▸ **What you should do**: Reproduce every line in the listing that contains the word "https".

+++ Records

PR #1002, opened 2025-11-06
Add welcome screen

GyulyVGC:
After more than 3 years... finally adding an animated welcome screen to the app 🙈 
The same animation, reversed and slightly shorter, is shown when quitting the app.

https://github.com/user-attachments/assets/ab4eeab6-4fa6-4250-9a8e-5d1b2b46ae2d

### DIFF
--- a/CHANGELOG.md
+++ b/CHANGELOG.md
@@ -2,6 +2,9 @@
 
 All Sniffnet releases with the relative changes are documented in this file.
 
+## [UNRELEASED]
+- Add animated welcome screen ([#1002](https://github.com/GyulyVGC/sniffnet/pull/1002))
+
 ## [1.4.2] - 2025-11-04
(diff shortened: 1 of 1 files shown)


src/gui/pages/welcome_page.rs
```diff
@@ -0,0 +1,55 @@
...
+    };
+
+    let text = Text::new(match x {
+        0..=3 | 20.. => "",
+        4 => "S",
+        5 => "Sn",
+        6 => "Sni",
+        7 => "Snif",
+        8 => "Sniff",
+        9 => "Sniffn",
```
daveth3t3chg33k: Do not hardcode the variable name extract it to a global file and call it

GyulyVGC (commented):
🚢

++++++

▸ **Solution**:
https://github.com/user-attachments/assets/ab4eeab6-4fa6-4250-9a8e-5d1b2b46ae2d
+- Add animated welcome screen ([#1002](https://github.com/GyulyVGC/sniffnet/pull/1002))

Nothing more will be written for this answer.